Socrates MacSporran

Socrates MacSporran
No I am not Chick Young, but I can remember when Scottish football was good

Friday 26 August 2016

Green Cards And Sin BIns Would Be Good Fot Football

I HAVE actually covered field hockey matches for newspapers. So, while I do not consider myself to be an expert on the game, I know what is going on. I certainly enjoyed watching the GB Women winning gold at the recent Olympics.

I can therefore say, those who are calling for the introduction of hockey-style (roughly the same system operates in ice hockey) penalty shoot-outs – where the taker has eight seconds in which to run-in and shoot, rather than the straight penalty flick from the spot – are talking through their hats.

The hockey/ice hockey penalty works, because the goal is so-small. In football, with its bigger goal, it would be too-easy to draw the keeper out, then lift the ball round him. And reasonably-skilled taker would have a huge advantage. Mind you, a lot of 0-0 penalty shoot-outs coming up in Scotland I would say!!

But, one thing I would like to see brought into football from hockey would be the green and yellow cards for foul play, also the use of sin bins – which also occur in ice hockey and rugby. In hockey green cards are flourished when a foul is sufficiently bad to halt an attack but the referee (actually an umpire in hockey) decides it was a case of bad timing or whatever, with no malice aforethought. The miscreant is then sent to the sin bin for two minutes.

A yellow card is issued for a worse foul, or, if the official decides there was malice aforethought, and this carries a longer term in the bin.

Now, imagine this in football. Fouls in which an attacker was taken-out would earn the tackler a green card and two minutes, but the cynical tackles, like jersey-pulling and the so-called “professional” foul, would be more-harshly punished. If this came into football, I could see a good many games descending into long periods of five-a-side.

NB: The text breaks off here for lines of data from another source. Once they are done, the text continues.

PR #1510, opened 2020-02-20
Bug 1612290 - Provide self-service UI for users to reactivate their account after being disabled due to bouncing

dklawren:


template/en/default/account/email/bounced-emails.html.tmpl
```diff
@@ -0,0 +1,54 @@
...
+  # This Source Code Form is "Incompatible With Secondary Licenses", as
+  # defined by the Mozilla Public License, v. 2.0.
+  #%]
+
+[% PROCESS global/header.html.tmpl
+  title = "Bounced Emails"
+%]
+
+<h2>[% title FILTER html %]</h2>
+
```
globau: This could do with a bit more explanatory text.

I'd like to see the current bounce reason called out here, an explanation of what that means and what actions we expect users to take to resolve it prior to reactivating delivery (eg. you may have to contact your email provider to ensure there aren't any issues with your mail account).  We should also state here that if your email bounces more than `BOUNCE_REACTIVATION_MAX` times a Bugzilla administrator will need to reactivate your account after performing more checks.

Bugzilla/Constants.pm
```diff
@@ -666,6 +668,10 @@ use constant EMAIL_LIMIT_EXCEPTION => "email_limit_exceeded\n";
 # (view_job_queue.cgi).
 use constant JOB_QUEUE_VIEW_MAX_JOBS => 2500;
 
+# Maximum number of times an email can bounce for an account
+# before the account is completely disabled.
+use constant BOUNCE_COUNT_MAX => 5;
```
globau: We also need a `BOUNCE_REACTIVATION_MAX` count, and track per-user how many times they have reactivated delivery after bounce-triggered disabling.

Currently if someone's email is completely non-deliverable there's nothing stopping them from immediately reactivating bugmail each and every time they hit 5 bounces.  This will increase our SES bounce rates and might lead to Amazon disabling our account.

Once they hit this cap the `/bounced_emails/` page should direct the user to contact the BMO admins.
editusers will need to be updated to allow admins to reset the per-user reactivation counter.

Bugzilla/App/SES.pm
```diff
@@ -199,16 +199,32 @@ sub _process_bounce {
...
-        my $disable_text;
+        my $bounce_message;
         $template->process('admin/users/bounce-disabled.txt.tmpl',
-          $vars, \$disable_text)
+          $vars, \$bounce_message)
           || die $template->error();
 
-        $user->set_disabledtext($disable_text);
         $user->set_disable_mail(1);
+        $user->set_bounce_count($user->bounce_count + 1);
```
globau: This should be _recent_ bounces, rather than a count since over the entire lifetime of an account.

As implemented if an account has 4 bounces early on, then 5 years later there's a single bounce, bugmail will be disabled.

I'm not sure what the actual timeframe should be (maybe @ckolos can provide some guidance), but something like "5 bounces within the last 4 weeks" feels about right.

Bugzilla/Install/DB.pm
```diff
@@ -805,6 +805,9 @@ sub update_table_definitions {
   # Bug 1576667 - dkl@mozilla.com
   _populate_api_keys_creation_ts();
 
+  # Bug XXX - dkl@mozilla.com
```
globau: `XXX`

Bugzilla/App/BouncedEmails.pm
```diff
@@ -0,0 +1,56 @@
...
+  if ( $self->param('enable_email')
+    && $user->id == $other_user->id
+    && $other_user->email_disabled)
+  {
+    my $token = $self->param('token');
+    check_token_data($token, 'bounced_emails');
+
+    $other_user->set_email_enabled(1);
+    $other_user->update();
+
```
globau: this should have a `audit` entry to mirror the disabled message.

Bugzilla/App/SES.pm
dklawren: > 
> 
> This should be _recent_ bounces, rather than a count since over the entire lifetime of an account.
> 
> As implemented if an account has 4 bounces early on, then 5 years later there's a single bounce, bugmail will be disabled.
> 
> I'm not sure what the actual timeframe should be (maybe @ckolos can provide some guidance), but something like "5 bounces within the last 4 weeks" feels about right.

Actually I failed to mention here that there is also a new checkbox on the editusers.cgi user view that is for resetting the bounce count to zero. So when a user is deactivated BOUNCE_COUNT_MAX times and the admin has to enable their account manually, the admin will also need to check the box to reset the count. There is a link from the editusers.cgi view to the age where all of the bounce messages are listed similar to what the user sees.

That being said, I did toy with the idea in B/App/SES.pm of when a bounce occurs, and the user has not had a bounce in in less than 30 days, then set the bouce count to 1 instead of whatever the value currently is. I think that will work out fine for now.

Bugzilla/Constants.pm
dklawren: > 
> 
> We also need a `BOUNCE_REACTIVATION_MAX` count, and track per-user how many times they have reactivated delivery after bounce-triggered disabling.
> 
> Currently if someone's email is completely non-deliverable there's nothing stopping them from immediately reactivating bugmail each and every time they hit 5 bounces. This will increase our SES bounce rates and might lead to Amazon disabling our account.
> 
> Once they hit this cap the `/bounced_emails/` page should direct the user to contact the BMO admins.
> editusers will need to be updated to allow admins to reset the per-user reactivation counter.

This should not happen as when we set the disabledtext in SES.pm at 5 bounces, the user is automatically logged out the next time they access any page and when they try to login they get the message stating why they are disabled. So they will no longer be able to get to /bounced_emails/ after 5 bounces.

Bugzilla/App/BouncedEmails.pm
dklawren: We already store the disabled messages in the audit log in B/A/SES.pm. They never go away.

Bugzilla/App/SES.pm
globau: I'm still not sure having a perm bounce count is ideal, however I'm happy to leave it as-is and see how it works out.

Bugzilla/Constants.pm
globau: Ah right, I misread some code.  `BOUNCE_COUNT_MAX` does exactly what we need :)

template/en/default/account/email/bounced-emails.html.tmpl
```diff
@@ -0,0 +1,61 @@
...
+[% IF user.id == other_user.id AND other_user.bounce_count AND other_user.email_disabled %]
+<p>
+  Due to issues delivering email to your account, we have temporarily disabled email notifications
+  being sent to it. If you feel like the issue has been resolved, you may reactivate email delivery
+  below. After a maximum of [% bounce_max FILTER html %] bounces, we will disable logging in to your
+  account and you will need to contact an administrator to reactivate it.</p>
```
globau: nice!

I would also like to see a basketball-style totting-up procedure invoked, whereby the guys committing the fouls have them credited (if that's the right word) to the individual player. In basketball, five personal fouls and you are out of the game – some Scottish defenders wouldn't last to half time, which would make matches interesting.

“Soccer”, “Association Football”, “Fitba”, call it what you like, but, that form of football in which two, 11-a-side teams attempt over two 45-minute periods, to propel a round ball into goals at either end, is the most free-form version of the many codes of football played world-wide.

As such, it demands, I would suggest, the most-stringent refereeing standards, to allow the game's artists to flourish. Instead, the game has become the least-stringently-refereed. It is too-easy for those who are paid to stop the creators from creating – the “hammer-throwers” of popular legend, to prevail. If they were hammered by green, yellow and red cards and personal fouls tallies – football would be the better for it.



I COULD not see Celtic failing to qualify for the group stages of the Champions League, after their first-leg romp at Celtic Park. But, they had me sweating at half-time in Israel on Tuesday night. I felt, if Hapoel Beer-Sheva had scored in the first 15 minutes of the second half, things might have got a bit interesting, but, Celtic went through.

Mind you, the draw did them no favours. If there is such a thing as a “Group of Death” in this Scot season's CL, then, Celtic are in it. Right now, any position better than fourth is a win for the Hoops.



IN SPITE of my best intentions, I watched last night's opening episode of the new BBC Scotland series on “Scotland's Game”. Stupid title by the way, in world terms, Scotland's game is bowling – that is the one in which we excel and have, at any one time, a clutch of world-class stars.

Any way, Episode One was the same-old, same-old. The BBC's house band of football talking heads: Cosgrove, Spiers and MacDonald, Traynor, McPherson and English. Where, however were the intellectuals – Pat Nevin, Michael Stewart etc?

It was, as ever, mainly about the Bigot Brothers, superficial and crap – a wee bit like Scottish Fitba.

BBC Scotland's Scottish football coverage adheres strictly to the “Liberty Valance Rule” - “If the truth belies the legend – print the legend”.